BRUXELAS 15 out. (EUROPA PRESS) -
A OTAN concordou nesta quarta-feira em implementar medidas militares contra incursões de drones em seu flanco oriental, enquanto defende a divisão de trabalho com a União Europeia, que também está planejando um "muro de drones" para responder a ameaças potenciais.
Em uma coletiva de imprensa após a reunião dos ministros da defesa aliados, o secretário-geral da OTAN, Mark Rutte, disse que a OTAN implementará uma série de "medidas adicionais" no âmbito da Operação Eastern Watch para expandir e acelerar as capacidades de combate aos drones em meio a uma série de incursões e incidentes no espaço aéreo aliado.
Assim, o chefe político da OTAN insistiu na "cooperação rápida e eficaz" dentro da organização para responder à crise de drones e caças que invadiram o espaço aéreo da Polônia, Estônia e Romênia, bem como incidentes em infraestruturas críticas, como aeroportos na Dinamarca, Alemanha e Noruega.
"Vamos nos basear nesse modelo para responder a ameaças híbridas, incluindo as de drones, e continuaremos a desenvolver nossos mecanismos para que os aliados compartilhem capacidades e conhecimentos em tempo hábil", disse ele, observando que os aliados já estão testando "sistemas integrados" que irão "avaliar, rastrear e neutralizar ameaças aéreas".
NEGA DUPLICAÇÃO COM A UE
Um dia antes de a Comissão Europeia apresentar seu próprio projeto de muro "anti-drone" como um elemento prioritário de seu "roteiro" para fortalecer a defesa europeia com vistas a 2030, o líder da OTAN defendeu a cooperação com a UE e a "divisão de trabalho" com os parceiros europeus para aumentar a segurança no flanco oriental.
"Não há duplicação. Deixe-me dizer isso de uma vez por todas: a UE e a OTAN estão trabalhando em estreita colaboração e ambos conhecemos nossos pontos fortes", disse ele.
"A força da OTAN está em suas capacidades e em suas decisões militares (...) e a UE tem sua própria força no que eu chamaria de poder brando do mercado interno, reunindo a indústria de defesa, garantindo que haja dinheiro e fazendo isso de tal forma que haja o máximo de acesso ao que eles estão fazendo para os países não pertencentes à UE", argumentou.
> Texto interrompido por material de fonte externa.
PR #345, opened 2020-09-04
Feature/ab2d 1863 EOB Field Selection

adaykin:
### Change Details

This is just an RFC, so a proposal at this time of how to complete server side filtering of fields for objects we are interested in receiving.

### Acceptance Validation

Whether this addresses the required questions of the RFC

### Feedback Requested

Comments on the RFC about the proposed solution of whether or not is is viable.

### External References

- [BLUEBUTTON-xxx](https://jira.cms.gov/browse/BLUEBUTTON-xxx)

### Security Implications


dshekhar18 (commented):
All trade-offs and different approaches will need to be evaluated. 

Also list of all fields which will be filtered and consumed should be part of this RFC to do performance evaluation and measure any gains.  Going through every single EOB element against the filter list on the BFD server should be avoided and other approaches should also be evaluated. 

A proof of concept should follow showing how much performance gain it led on FHIR client side (AB2D) and how much of performance burden it became on FHIR Server side (BFD).

jzulim:
Should this be implemented server side (BFD), I'm also curious to flush out how we would determine whether to filter or not? Would this be another custom header since we won't be utilizing query parameters? Something like the 'IncludeIdentifiers' header?

adaykin:
> Should this be implemented server side (BFD), I'm also curious to flush out how we would determine whether to filter or not? Would this be another custom header since we won't be utilizing query parameters? Something like the 'IncludeIdentifiers' header?

Yes it would be determined whether or not to filter based on a custom header.

adaykin:
> All trade-offs and different approaches will need to be evaluated.
> 
> Also list of all fields which will be filtered and consumed should be part of this RFC to do performance evaluation and measure any gains. Going through every single EOB element against the filter list on the BFD server should be avoided and other approaches should also be evaluated.
> 
> A proof of concept should follow showing how much performance gain it led on FHIR client side (AB2D) and how much of performance burden it became on FHIR Server side (BFD).

The alternative to looping through each field would be to put in if statements to different parts of the code where the fields we want would only be added. @karlmdavis and I discussed that approach and the downside would be maintainability of that, but yes you are correct it would be a faster approach.

Fields we keep would be:
patient
provider
organization
facility
careTeam
diagnosis
procedure
billablePeriod
item

rfcs/0007-filtering.md
```diff
@@ -0,0 +1,127 @@
...
+    * [Proposed Solution: Unresolved Questions](#proposed-solution-unresolved-questions)
+    * [Proposed Solution: Drawbacks](#proposed-solution-drawbacks)
+    * [Proposed Solution: Notable Alternatives](#proposed-solution-notable-alternatives)
+* [Future Possibilities](#future-possibilities)
+
+## Motivation
+[Motivation]: #motivation
+
+AB2D receives lots of data back from BFD when we make API calls to gather EOBs (Explanation of Benefits), 
+where we filter out much of the data we receive. This might not be terrible for a few API calls, but for
```
karlmdavis, line 30: > where we filter out much of the data we receive

Can you be explicit about what % of the fields would be filtered out? I think that might help reduce confusion.

rfcs/0007-filtering.md
```diff
@@ -0,0 +1,127 @@
...
+
+```
+private static final Set<String> allowAB2DList = new HashSet<>();
+
+static {
+    allowedAB2DList.add("patient");
+    allowedAB2DList.add("provider");
+    allowedAB2DList.add("organization");
+    ...
+}
```
karlmdavis, line 77: How will this account for nested fields? For example, `item` is a very large bucket of other fields, and I imagine you need to filter out many of those, also.

rfcs/0007-filtering.md
```diff
@@ -0,0 +1,127 @@
...
+        }
+    }
+}
+``` 
+
+### Proposed Solution: Unresolved Questions
+[Proposed Solution: Unresolved Questions]: #proposed-solution-unresolved-questions
+
+How much will this save us? We will need to benchmark this solution compared to the old one to ensure it will
+be worth putting into production.
```
karlmdavis, line 96: I think you're talking about benchmarking AB2D here, right? Either way, please clarify in the wording.

rfcs/0007-filtering.md
```diff
@@ -0,0 +1,127 @@
...
+### Proposed Solution: Notable Alternatives
+[Proposed Solution: Notable Alternatives]: #proposed-solution-notable-alternatives
+
+One alternative that would give clients more flexibility would be to send the parameters themselves, but with that
+added flexibility comes a danger of being able to more easily make a mistake. By setting the parameters on the server
+side it's more difficult to change, but also less error prone. 
+
+An alternative for using a library like PropertyUtils would be JXPath, but when I benchmarked the two, PropertyUtils
+was consistently faster. Having said that, I would like to run some more realistic tests, which would not be very hard 
+to setup, since it would just be a very simple matter of changing one line of code really to compare the two.
```
karlmdavis, line 118: Given the above question about nested/multi-level filtering, you may need to revisit this.

rfcs/0007-filtering.md
```diff
@@ -0,0 +1,127 @@
...
+
+## Future Possibilities
+[Future Possibilities]: #future-possibilities
+
+There could be filtering on the database side as well. Right now there are 194 columns
+in the beneficiary table, and we certainly do not need all of them, so filtering on the 
+database side would reduce the load on the database.
```
karlmdavis, line 125: Probably not significantly.

Or, rather, it would be **very nice** if we got to the point where _that_ change moved the needle at all, performance-wise; we're a long long way from that point right now.

karlmdavis (changes requested):
Andy, love this RFC draft and the proposed approach.

I did note some questions & concerns below that should be addressed, I think.

rfcs/0007-filtering.md
karlmdavis: To be clear: doesn't have to be exact -- a rough estimate would be great.

nflearl: Rough estimate:  I counted getters in org.hl7.fhir.dstu3.model.ExplanationOfBenefit

69 top level getters
10 used by AB2D

ExplanationOfBenefit encapsulates ItemComponent which has

42 top level getters
 6 used by AB2D

rfcs/0007-filtering.md
```diff
@@ -0,0 +1,211 @@
...
+
+### Proposed Solution: Unresolved Questions
+[Proposed Solution: Unresolved Questions]: #proposed-solution-unresolved-questions
+
+How much will this save us?
+ 
+Proposed profiling is invoking BFD with at least 10,000 EOB Requests by Patient ID (ExplanationOfBenefit?patient=) and to measure
+the aggregate time of completion of all calls.  In other words, sum up the time taken by each call over all calls.
+
+This test will be baselined on current implementation and then ran again after the solution is deployed.
```
jzulim, line 179: Perhaps we should add the current baseline performance metrics within the RFC as well as the testing method so that we can reproduce results when a proposed code change is tested in lower environments. We'll need to use synthetic data for these tests / metrics.

rfcs/0007-filtering.md
```diff
@@ -0,0 +1,211 @@
...
+
+
+### Proposed Solution: Drawbacks
+[Proposed Solution: Drawbacks]: #proposed-solution-drawbacks
+
+This solution incurs nominal amount of extra processing to traverse the EOB object and null out fields that do not
```
jzulim, line 185: Do we have data to back this up?

rfcs/0007-filtering.md
```diff
@@ -0,0 +1,211 @@
...
+need to be returned.
+
+This solution adds AB2D specific code within the BFD source base.  Any new required fields results in changes to BFD
```
jzulim, line 188: We are adding new data fields in the coming weeks that will land in Patient and EOB resources. Please see here for details: https://jira.cms.gov/browse/BFD-368

Does AB2D need any of these new fields?

rfcs/0007-filtering.md
```diff
@@ -0,0 +1,211 @@
...
+[Proposed Solution: Notable Alternatives]: #proposed-solution-notable-alternatives
+
+GraphQL is a notable alternative where the fields are explicitly requested in the invocation.  Since GraphQL
+supports introspection, the client can actively determine the available fields.  A hybrid approach using
+*registered queries* requires queries to be specified in advance so that they can be locked down by a production server.
+
+The downside is that this would be a significant amount of work for BFD to adopt a different API style while continuing
+to support the REST calls.
+
+An alternative for using a library like PropertyUtils would be JXPath, but initial benchmarks showed that PropertyUtils
```
jzulim, line 201: 👍

rfcs/0007-filtering.md
```diff
@@ -0,0 +1,211 @@
...
+was consistently faster.
+
+## Future Possibilities
+[Future Possibilities]: #future-possibilities
+
+There could be dynamic projections on the database side as well. Right now there are 194 columns
+in the beneficiary table, and we certainly do not need all of them, so retrieving only the needed columns
+would reduce the load on the database.
+
+Other groups would likely want to utilize filtering as well, but that is out of scope for this RFC.
```
jzulim, line 211: I'd assume the same. The BFD would more than likely want to explore alternative methods of filtering / exclusion / allowed, etc. that could be applied more broadly as needed. But this approach / iteration seems reasonable for the time being.

rfcs/0007-filtering.md
```diff
@@ -0,0 +1,211 @@
...
+The solution adds code in the BFD server to configure which fields AB2D requires.  Non-required fields are null'd out
+before being transformed in the result.  The specific set of required fields should remain stable
+and not require modifications.
+
+The filtering will need to happen towards the end of processing. This is to avoid
+spaghetti code since transformations from the entity object to the FHIR object happen in several places throughout
+the codebase. 
+
+
+### Proposed Solution: Detailed Design
```
jzulim, line 50: I'd suggest we put this code behind a feature flag (we have prior art on this) so we can do A/B testing in PROD.

rfcs/0007-filtering.md
```diff
@@ -0,0 +1,211 @@
...
+* [Future Possibilities](#future-possibilities)
+
+## Motivation
+[Motivation]: #motivation
+
+AB2D receives more data than needed from BFD when we make API calls to gather EOBs (Explanation of Benefits).  AB2D
+currently filters out unrelevant fields.  This might not be terrible for dozens of API calls, but for 
+10 to 100 thousand requests it can impact our performance significantly.  Since we only need a projection of the data
+(10 out of 69 top level getters; 6 out of 42 fields in the ItemComponent), it makes
+sense for the server to send us only the data consumed.  This reduces bandwidth requirements for receiving the data.
```
karlmdavis, line 33: I totally buy this argument but it'd still be good to back it up with evidence. For example: "Of the total time AB2D spends on EOB requests, XX% of this time is currently spent on data filtering, which could instead be handled much faster by BFD." (And fill in the blank.)

rfcs/0007-filtering.md
```diff
@@ -0,0 +1,211 @@
...
+    <groupId>commons-beanutils</groupId>
+    <artifactId>commons-beanutils</artifactId>
+    <version>1.9.4</version>
+</dependency>
+```
+
+A `private static final Map<String, SubfieldSelection>` of fields will need to be maintained in `TransformerUtils`. This will
+be the AB2D required fields in the FHIR object that gets sent back to the client. Just before the
+end of the method `findByPatient` in `ExplanationOfBenefitsResourceProvider` the `eobs` can be passed to a new
+method in `TransformerUtils`.
```
karlmdavis, line 66: For what it's worth, this really doesn't relate to transformation and I'd be more inclined to include it in a new class, e.g. `gov.cms.bfd.server.war.commons.ResourceFieldFilter`.

rfcs/0007-filtering.md
```diff
@@ -0,0 +1,211 @@
...
+    }
+
+    private static void trimFieldsThrowException(Object objToTrim, Field field, SubfieldSelection selection) {
+        try {
+            trimFields(field.get(objToTrim), selection.getExplictFields());
+        } catch (IllegalAccessException iae) {
+            throw new RuntimeException(iae);
+        }
+    }
+```
```
karlmdavis, line 169: A quick read-through of the code leads me to suspect a few things here ought to be fixed during implementation, including but not limited to:
1. Using `getDeclaredFields()` is a bug as it won't catch inherited fields (and the HAPI/FHIR models use a lot of inheritance last I looked).
2. The approach only considers two levels of nesting "top" fields and "sub" fields. This is likely insufficient and so a more generalized approach should be developed that can handle arbitrary levels of nesting.

None of these problems need to block the RFC itself, though; they're implementation issues and should be considered then. This code here is fine for proof of concept purposes.

rfcs/0007-filtering.md
jzulim, line 185: We can use our A/B testing and New Relic to confirm in PROD.

rfcs/0007-filtering.md
```diff
@@ -0,0 +1,211 @@
...
+    }
+``` 
+
+### Proposed Solution: Unresolved Questions
+[Proposed Solution: Unresolved Questions]: #proposed-solution-unresolved-questions
+
+How much will this save us?
+ 
+Proposed profiling is invoking BFD with at least 10,000 EOB Requests by Patient ID (ExplanationOfBenefit?patient=) and to measure
+the aggregate time of completion of all calls.  In other words, sum up the time taken by each call over all calls.
```
karlmdavis, line 177: I'd strongly suggest a more formal approach towards testing and verification be proposed here, for several reasons:
1. Your early testing seemed to indicate that one library was significantly more performant than another, which leads me to worry in general that this will end up being performance-critical code.
2. Us engineers are notoriously terrible at benchmarking. One way to do it right is to treat it more like a science lab, with methods written up in advance.
3. This is definitely security-critical code and so needs to be approached with a certain amount of rigor.

Can you spend some thought and time expanding this section a bit? Specifically, I'd like to see you detail how total performance will be benchmarked and then compared by AB2D. I'd strongly suggest that the approach there ought to include hiding the initial implementation behind a feature flag, to allow for that testing. I'd also spend a little bit of time considering how best to create unit and integration tests that appropriately address the security concerns around this code.

cc @StewGoin

rfcs/0007-filtering.md
```diff
@@ -0,0 +1,211 @@
...
+
+An alternative for using a library like PropertyUtils would be JXPath, but initial benchmarks showed that PropertyUtils
+was consistently faster.
+
+## Future Possibilities
+[Future Possibilities]: #future-possibilities
+
+There could be dynamic projections on the database side as well. Right now there are 194 columns
+in the beneficiary table, and we certainly do not need all of them, so retrieving only the needed columns
+would reduce the load on the database.
```
karlmdavis, line 209: I agree in general, but just as an FYI: right now, BFD's performance is **heavily** dominated by JSON serialization -- over 80% of response time is spent on that. So DB performance is a long ways down the list, relatively speaking. (I'll also be curious to see if these filtering changes improve serialization performance!)

karlmdavis (changes requested):
I love the general approach here! I do think the test plan needs some work before approval, though. Please see my specific comments for details.

jzulim (changes requested):
RFC details a reasonable approach that limits complexity (for the time being) - The BFD system should consider a longer term solution as this type of control and granularity of data will certainly become more popular over time. Thank you for picking this up and refreshing / expanding on the RFC and proposed example implementation @nflearl - Great Job!

The requesting change I have is to add baseline (current) performance metrics AB2D captures along with your testing method to this RFC so we can duplicate when confirming the code / implementation.

rfcs/0007-filtering.md
jzulim: +1

rfcs/0007-filtering.md
nflearl: Thanks for #1 - I inherited that suggestion with the PR and did not dive deeper into that aspect.

For #2, the example code is recursive and can handle arbitrary levels of nesting.  Since AB2D only needs 2 levels, the provided example initialization demonstrates just to 2 levels.  It would be straightforward to demo deeper nesting.

jzulim:
This RFC has gone a bit stale (as they tend to do) - I've reached out to the AB2D engineering team to see if they intend to proceed with this. @nflearl @lailasharshar @wnyffenegger

nflearl:
It's been on my plate every sprint to respond with "how to test".  I think that is the only thing left to settle before the PR/RFC gets  approved.  I am actually working on defining a POC that can also be specifically purposed for this question.  My apologies for not circling back earlier.

rfcs/0007-filtering.md
```diff
@@ -172,26 +176,36 @@ Fields that represent objects are recursed into, applying the same field selecti
 [Proposed Solution: Unresolved Questions]: #proposed-solution-unresolved-questions
 
 How much will this save us?
- 
-Proposed profiling is invoking BFD with at least 10,000 EOB Requests by Patient ID (ExplanationOfBenefit?patient=) and to measure
-the aggregate time of completion of all calls.  In other words, sum up the time taken by each call over all calls.
 
-This test will be baselined on current implementation and then ran again after the solution is deployed.
+As part of a larger effort to reduce job times from days to minutes, AB2D is constructing a performance test harness
```
jzulim, line 180: Fantastic!

rfcs/0007-filtering.md
```diff
@@ -0,0 +1,225 @@
...
+    <groupId>commons-beanutils</groupId>
+    <artifactId>commons-beanutils</artifactId>
+    <version>1.9.4</version>
+</dependency>
+```
+
+A `private static final Map<String, SubfieldSelection>` of fields will need to be maintained in `TransformerUtils`. This will
+be the AB2D required fields in the FHIR object that gets sent back to the client. Just before the
+end of the method `findByPatient` in `ExplanationOfBenefitsResourceProvider` the `eobs` can be passed to a new
+method in `TransformerUtils`.
```
jzulim, line 70: I'd also think this would be best suited as a common class and @karlmdavis naming suggestion matches our previous patterns. 

`gov.cms.bfd.server.war.commons.ResourceFieldFilter`

As well, since this RFC was initially published, we now have R4ExplanationOfBenefitsResourceProvider that supports PDE currently and should also include this new class/method.

rfcs/0007-filtering.md
jzulim: @nflearl - Do you have a proposal for how we'll get this on PROD-SBX or PROD (which only have the main branch deployed to them) - For V2, we've used a feature flag (i.e. system property flag that reads env variable) to enable per environment.

jzulim (changes requested):
Thank you again for picking this up, improving the suggested approach and for detailking the testing framework. Great job!

I have just 1 suggestion (besides mirroring Karls about moving this into a new class in the commons) and to also notate that we'll have to apply the same code changes to the R4 EOB class. 

I also wanted to raise how we might intend to deploy this out to SBX but NOT production. For V2 of the API, we put it behind a 'feature flag' via env var that's passed as a system property, something to consider during implementation but might be worth noting here in the RFC. 

Thanks again, excited to get your input on the above and give this another look ASAP.

rfcs/0007-filtering.md
```diff
@@ -0,0 +1,241 @@
...
+[RFC Proposal]: #rfc-proposal
+
+* RFC Proposal ID: `0007-filtering-fields`
+* Start Date: 2020-08-21
+* RFC PR: [rfcs#0007](https://github.com/CMSgov/beneficiary-fhir-data/pull/345)
+* JIRA Ticket(s):
+    * [https://jira.cms.gov/browse/AB2D-1863](https://jira.cms.gov/browse/AB2D-1863)
+
+This proposal will suggest adding server side filtering to API calls that return EOBs to the client in order to 
+reduce on the amount of data that needs to be transferred.
```
karlmdavis, line 11: We already do a lot of filtering, so let's reframe this summary to reflect that.
```suggestion
This proposal a new approach to server side filtering of API call results. The new approach is designed to be more comprehensive, and avoid all of the branching currently used for filtering in the transformers.
```

rfcs/0007-filtering.md
```diff
@@ -0,0 +1,241 @@
...
+sense for the server to send us only the data consumed.  This reduces bandwidth requirements for receiving the data.
+
+For example, GraphQL solves this problem by allowing clients to specify field selection (e.g. a database projection) at
+invocation time.
+
+## Proposed Solution
+[Proposed Solution]: #proposed-solution
+
+The solution adds code in the BFD server to configure which fields AB2D requires.  Non-required fields are nulled out
+before being transformed in the result.  The specific set of required fields should remain stable
```
karlmdavis, line 46:
```suggestion
before being serialized in the result.  The specific set of required fields should remain stable
```

rfcs/0007-filtering.md
```diff
@@ -0,0 +1,241 @@
...
+
+
+### Proposed Solution: Detailed Design
+[Proposed Solution: Detailed Design]: #proposed-solution-detailed-design
+
+The BFD_FIELD_SELECTION header enables this feature.  A value of **ALL** is current behavior, will be the default
+(if header is missing) and indicates to return all EOB fields.  A value of **AB2D_VERSION1** indicates return only
+the fields specified in this proposal.  By using an enumerated type instead of a boolean, this allows for different
+results to be specified in the future should the need arise and for different consumers to have specific field selections
+encoded.
```
karlmdavis, line 61: Please stick with idiomatic HTTP header naming conventions. See <https://stackoverflow.com/a/3561399> and elsewhere.

rfcs/0007-filtering.md
karlmdavis: Ahh, I see the recursion now.

Not a giant fan of that approach here, as it makes this code harder to read. Looking at beanutils, I see that it supports a nested property selection syntax [1]. I think this code could be reworked to make use of that, or at least reworked to use a different or perhaps custom implementation for a similar declarative nested property path style. (I'd have to dig around for a while in beanutils' source to see if it can do it directly, itself. It looks like it could certainly do whitelisting, but I'm not so sure about blacklisting.)

[1] See the "2.3 Nested Property Access" section here: <http://commons.apache.org/proper/commons-beanutils/javadocs/v1.9.4/apidocs/org/apache/commons/beanutils/package-summary.html#package.description>

rfcs/0007-filtering.md
karlmdavis: Was it faster in a way that mattered? As things stand, we spend somewhere around 5 milliseconds per request on transformation, I believe, which is a hilariously small percentage of our total response time.

If the difference wasn't meaningful enough, please instead compare the two approaches based on their relative maintainability.

karlmdavis (dismissed):
An RFC is not an implementation.

As an RFC, I love this! 

I've got a number of concerns about the proposed/prototype implementation (mentioned inline), but if the RFC is reframed a bit to frame all that as more of a prototype/example and less "this is the way It SHALL be done", I'd be happy to approve it.

rfcs/0007-filtering.md
nflearl: X- prefix has been deprecated and its use is discouraged.

the official recommendation is to just name them sensibly without the "X-" prefix

There seems to be some variance in the community in that some folks still advocate using -X for application specific parameters (which this is).

Please suggest a header name that you like better.

karlmdavis: Sorry, I should have been more clear: I meant "please don't use underscores and follow the case conventions."

rfcs/0007-filtering.md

Rutte disse que tanto a UE quanto a OTAN estão mutuamente "felizes" com o trabalho que está sendo feito para fortalecer a segurança no flanco oriental. "Estamos em contato próximo e não há sobreposição", disse ele.
O chefe político da OTAN enfatizou que o bloco europeu tem uma "enorme capacidade" de reunir os atores relevantes e garantir que "haja dinheiro e indústria".
Em particular, ele destacou a cooperação com a Alta Representante da UE, Kaja Kallas, e o Comissário de Defesa, Andrius Kubilius, e valorizou a figura de Ursula von der Leyen, lembrando seu passado como Ministra da Defesa da Alemanha. "Nunca tivemos nenhum problema com relação a essa divisão de trabalho", resumiu.